=== Records for the exercise ===
PR #77, opened 2026-07-16
feat(switchyard-translation): add neutral-IR encode/decode helpers

messiaen:
## Summary

Adds convenience helpers to `switchyard-translation` for translating between provider wire
formats and the neutral IR without threading an engine/policy through every call.

**Base:** `libsy-lib-proto-cleanup`

## Changes

- **`helpers.rs`** — free functions over a shared default engine: `decode_request`,
  `encode_request`, `decode_buffered_response`, `encode_buffered_response`, `encode_stream`,
  and a byte-based `decode_stream` (`Stream<Item = Result<Vec<u8>, _>>` → IR chunks — no HTTP
  client types), plus the `RawEventStream` type for unframed wire-event streams.
- **`sse.rs`** — a minimal SSE frame parser backing `decode_stream`.
- **`lib.rs`** — wires in the two modules and re-exports the helpers from the crate root.
- **`Cargo.toml`** — adds `futures` + `async-stream` for the streaming helpers.

## Tests
Unit tests for every helper (request/response round-trips, buffered & stream encode/decode)
and the SSE parser. Full workspace builds clean, clippy at zero.

## Checklist

## Notes for reviewers

## Summary by CodeRabbit

* **New Features**
  * Added convenient request and response translation between supported wire formats.
  * Added streaming translation for real-time responses, including SSE event encoding and decoding.
  * Added support for buffering partial stream frames and recognizing stream completion markers.
  * Preserved model information when encoding buffered responses.
* **Bug Fixes**
  * Improved handling of incomplete UTF-8 data and non-standard streams that omit a final separator.

### DIFF
--- a/crates/switchyard-translation/src/helpers.rs
+++ b/crates/switchyard-translation/src/helpers.rs
@@ -10,7 +10,8 @@ use std::pin::Pin;
 use std::sync::LazyLock;
 
 use async_stream::try_stream;
-use futures::{Stream, StreamExt};
+use futures::io::AsyncBufReadExt;
+use futures::{Stream, StreamExt, TryStreamExt};
 use serde_json::Value;
 
 use crate::sse;
@@ -39,7 +40,7 @@ pub fn encode_request(request: &LlmRequest, wire_format: WireFormat) -> Result<V
 }
 
 /// Decodes a buffered `wire_format` response body into the neutral aggregate.
-pub fn decode_buffered_response(body: &Value, wire_format: WireFormat) -> Result<AggLlmResponse> {
+pub fn decode_aggregated_response(body: &Value, wire_format: WireFormat) -> Result<AggLlmResponse> {
     Ok(DEFAULT_TRANSLATION_ENGINE
         .decode_response(wire_format, body, &DEFAULT_TRANSLATION_POLICY)?
         .response)
@@ -47,7 +48,7 @@ pub fn decode_buffered_response(body: &Value, wire_format: WireFormat) -> Result
 
 /// Encodes a buffered aggregate into `wire_format`'s JSON body, stamping
 /// `requested_model` over the upstream id so the caller sees the model it asked for.
-pub fn encode_buffered_response(
+pub fn encode_aggregated_response(
     agg: &AggLlmResponse,
     wire_format: WireFormat,
     requested_model: Option<&str>,
@@ -80,28 +81,19 @@ pub fn encode_stream(
     chunks: LlmResponseStream,
     target: WireFormat,
     requested_model: Option<String>,
-) -> RawEventStream {
+) -> std::result::Result<RawEventStream, Box<dyn std::error::Error + Send + Sync>> {
     // The target is always a built-in wire format, so this lookup cannot fail; a
-    // failure surfaces as a single error item rather than a panic.
-    let codec = match StreamCodecRegistry::with_builtins().codec(target) {
-        Ok(codec) => codec,
-        Err(error) => {
-            let message = error.to_string();
-            return Box::pin(futures::stream::once(async move {
-                Err(Box::new(std::io::Error::other(message))
-                    as Box<dyn std::error::Error + Send + Sync>)
-            }));
-        }
+    // failure returns as an `Err` rather than a panic.
+    let codec = StreamCodecRegistry::with_builtins().codec(target)?;
+
+    let mut state = StreamTranslationState {
+        target: Some(target.into()),
+        target_model: requested_model,
+        ..Default::default()
     };
+    let mut chunks = chunks;
 
     let events = try_stream! {
-        let mut state = StreamTranslationState {
-            target: Some(target.into()),
-            target_model: requested_model,
-            ..Default::default()
-        };
-
-        let mut chunks = chunks;
         while let Some(item) = chunks.next().await {
             let chunk = item?;
             for value in codec.encode_event(&mut state, chunk) {
@@ -113,7 +105,7 @@ pub fn encode_stream(
         }
     };
 
-    Box::pin(events)
+    Ok(Box::pin(events))
 }
 
 /// Decodes a byte stream of `source`-format SSE frames into neutral IR chunks.
@@ -122,7 +114,10 @@ pub fn encode_stream(
 /// transport's body stream into `Stream<Item = Result<Vec<u8>, _>>`. Frames are
 /// buffered across chunks (a partial frame waits for its boundary); the source
 /// stream codec is resolved once and reused for every frame.
-pub fn decode_stream<S>(bytes: S, source: WireFormat) -> LlmResponseStream
+pub fn decode_stream<S>(
+    bytes: S,
+    source: WireFormat,
+) -> std::result::Result<LlmResponseStream, Box<dyn std::error::Error + Send + Sync>>
 where
     S: Stream<Item = std::result::Result<Vec<u8>, Box<dyn std::error::Error + Send + Sync>>>
         + Send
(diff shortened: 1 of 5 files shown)


crates/switchyard-translation/src/helpers.rs
```diff
@@ -0,0 +1,274 @@
...
+) -> RawEventStream {
+    // The target is always a built-in wire format, so this lookup cannot fail; a
+    // failure surfaces as a single error item rather than a panic.
+    let codec = match StreamCodecRegistry::with_builtins().codec(target) {
+        Ok(codec) => codec,
+        Err(error) => {
+            let message = error.to_string();
+            return Box::pin(futures::stream::once(async move {
+                Err(Box::new(std::io::Error::other(message))
+                    as Box<dyn std::error::Error + Send + Sync>)
```
grahamking: I've seen us use this construction elsewhere. It's a bit awkward.

Could we return `Result<RawEventStream>` instead?

grahamking: That would allow the one-liner `let codec = StreamCodecRegistry..codec(target)?;`

crates/switchyard-translation/src/helpers.rs
```diff
@@ -0,0 +1,274 @@
...
+            }));
+        }
+    };
+
+    let events = try_stream! {
+        let mut state = StreamTranslationState {
+            target: Some(target.into()),
+            target_model: requested_model,
+            ..Default::default()
+        };
```
grahamking: Nit, but I like to do as much as possible outside the async stuff. I think we could create this before calling `try_stream!`.

crates/switchyard-translation/src/helpers.rs
```diff
@@ -0,0 +1,274 @@
...
+{
+    let marker = sse::done_marker(source);
+    // The source is always a built-in wire format, so this lookup cannot fail; a
+    // failure still surfaces as a single error item rather than a panic.
+    let codec = match StreamCodecRegistry::with_builtins().codec(source) {
+        Ok(codec) => codec,
+        Err(error) => {
+            let boxed: Box<dyn std::error::Error + Send + Sync> = error.to_string().into();
+            return Box::pin(futures::stream::once(async move { Err(boxed) }));
+        }
```
grahamking: Same here, we could return `Result<LlmResponseStream>`. That allows the caller to handle any errors before getting into the stream machinery.

crates/switchyard-translation/src/helpers.rs
```diff
@@ -0,0 +1,274 @@
...
+        let request = decode_request(WireFormat::OpenAiChat, &body).unwrap();
+        assert_eq!(request.model.as_deref(), Some("gpt"));
+
+        let encoded = encode_request(&request, WireFormat::OpenAiChat).unwrap();
+        assert_eq!(encoded["model"], "gpt");
+        assert_eq!(encoded["messages"][0]["content"], "hi");
+    }
+
+    #[test]
+    fn buffered_response_round_trips_and_restamps_model() {
```
grahamking: Is this a superset of the test above? Meaning we can remove that one.

crates/switchyard-translation/src/sse.rs
```diff
@@ -0,0 +1,141 @@
...
+pub(crate) type BoxError = Box<dyn std::error::Error + Send + Sync>;
+
+/// The outcome of parsing one SSE frame's data lines.
+pub(crate) enum ParsedSseFrame {
+    /// Frame contained a JSON payload.
+    Json(Value),
+    /// Frame contained the provider's terminal marker (e.g. `[DONE]`).
+    Done,
+    /// Frame had no data payload.
+    Empty,
```
grahamking: Wouldn't we skip those at the parsing stage, and hence not need to emit anything?

crates/switchyard-translation/src/sse.rs
```diff
@@ -0,0 +1,141 @@
...
+
+/// Boxed, thread-safe error carried by a streamed item.
+pub(crate) type BoxError = Box<dyn std::error::Error + Send + Sync>;
+
+/// The outcome of parsing one SSE frame's data lines.
+pub(crate) enum ParsedSseFrame {
+    /// Frame contained a JSON payload.
+    Json(Value),
+    /// Frame contained the provider's terminal marker (e.g. `[DONE]`).
+    Done,
```
grahamking: The SSE stream would stop at the point presumably, so maybe we don't need to emit this. We end the stream.

Without Done and Empty, we can drop the whole enum.

crates/switchyard-translation/src/sse.rs
```diff
@@ -0,0 +1,141 @@
...
+    };
+    let frame = decode_sse_frame(&buffer[..index])?;
+    buffer.drain(..index + separator_len);
+    Ok(Some(frame))
+}
+
+/// Decodes one raw SSE frame as UTF-8.
+pub(crate) fn decode_sse_frame(frame: &[u8]) -> Result<String, BoxError> {
+    std::str::from_utf8(frame)
+        .map(str::to_string)
```
grahamking: You could replace the whole function with `String::from_utf8_lossy(frame)`. It replaces invalid UTF-8 with that weird invalid symbol. I've not seen invalid UTF-8 since Python 2, and even then it was alway a mistake.

crates/switchyard-translation/src/sse.rs
```diff
@@ -0,0 +1,141 @@
...
+        .map_err(|error| format!("stream emitted invalid UTF-8 frame: {error}").into())
+}
+
+/// Returns whether the buffer has any non-whitespace bytes.
+pub(crate) fn has_non_whitespace_bytes(buffer: &[u8]) -> bool {
+    buffer.iter().any(|byte| !byte.is_ascii_whitespace())
```
grahamking: Caller should `buffer.trim_ascii()`. Then `buffer.is_empty()` would tell us what presumably the caller wants to know.

crates/switchyard-translation/src/sse.rs
```diff
@@ -0,0 +1,141 @@
...
+    done_marker: Option<&str>,
+) -> Result<ParsedSseFrame, BoxError> {
+    let mut data_lines = Vec::new();
+    for line in frame.lines() {
+        // SSE comments and blank lines do not contribute data.
+        if line.is_empty() || line.starts_with(':') {
+            continue;
+        }
+        if let Some(data) = line.strip_prefix("data:") {
+            data_lines.push(data.trim_start().to_string());
```
grahamking: Do `strip_prefix("data: ")` (extra white space after colon) then you don't need to `trim_start()`.

grahamking: Here's what I do: https://github.com/grahamking/ort/blob/master/src/input/prompt.rs#L487-L527

crates/switchyard-translation/src/sse.rs
```diff
@@ -0,0 +1,141 @@
...
+        return Ok(ParsedSseFrame::Done);
+    }
+
+    let value = serde_json::from_str::<Value>(&data)
+        .map_err(|error| format!("stream emitted invalid JSON frame: {error}"))?;
+    Ok(ParsedSseFrame::Json(value))
+}
+
+/// Finds the next CRLF or LF SSE frame boundary.
+fn next_sse_boundary(buffer: &[u8]) -> Option<(usize, usize)> {
```
grahamking: You might not need this. Wrap the input in a `BufReader` and then using `BufRead` trait call `.lines()` which iterates over the lines.

crates/switchyard-translation/src/sse.rs
```diff
@@ -0,0 +1,141 @@
...
+
+#[cfg(test)]
+mod tests {
+    use serde_json::json;
+
+    use super::*;
+
+    // Multi-byte UTF-8 split across network chunks should wait for a full frame.
+    #[test]
+    fn buffers_incomplete_utf8_until_a_complete_sse_frame_arrives() -> Result<(), BoxError> {
```
grahamking: `BufReader` should handle your buffering needs.

nachiketb-nvidia:
nothing extra to add apart from Graham, just an additional pass checking if there are more idiomatic or standard ways of doing anything in this PR would be good

nachiketb-nvidia (approved):

crates/switchyard-translation/src/helpers.rs
messiaen: yep. fixed

crates/switchyard-translation/src/helpers.rs
messiaen: fixed

crates/switchyard-translation/src/helpers.rs
messiaen: fixed

crates/switchyard-translation/src/helpers.rs
messiaen: Restructured tests.

crates/switchyard-translation/src/sse.rs
messiaen: yep removed

crates/switchyard-translation/src/sse.rs
messiaen: removed

crates/switchyard-translation/src/sse.rs
messiaen: yep, method removed

crates/switchyard-translation/src/sse.rs
messiaen: method removed

crates/switchyard-translation/src/sse.rs
messiaen: yes fixed this up.

crates/switchyard-translation/src/sse.rs
messiaen: used `futures::io::BufReader`

crates/switchyard-translation/src/sse.rs
messiaen: test removed. with `futures::io::BufReader` it's a bit easier

crates/switchyard-translation/src/helpers.rs
```diff
@@ -0,0 +1,274 @@
...
+                    sse::ParsedSseFrame::Json(value) => {
+                        for event in codec.decode_event(&mut state, &value) {
+                            yield event;
+                        }
+                    }
+                    sse::ParsedSseFrame::Done => return,
+                    sse::ParsedSseFrame::Empty => {}
+                }
+            }
+        }
```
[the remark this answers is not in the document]
messiaen: OBE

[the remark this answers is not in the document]
messiaen: `futures::io::BufReader` is use now. I don't think this is needed.

grahamking (approved):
===
§ **Aim of the exercise**: Pull every line containing the word "between" out of the material.

§ **Result below**:
Adds convenience helpers to `switchyard-translation` for translating between provider wire
  * Added convenient request and response translation between supported wire formats.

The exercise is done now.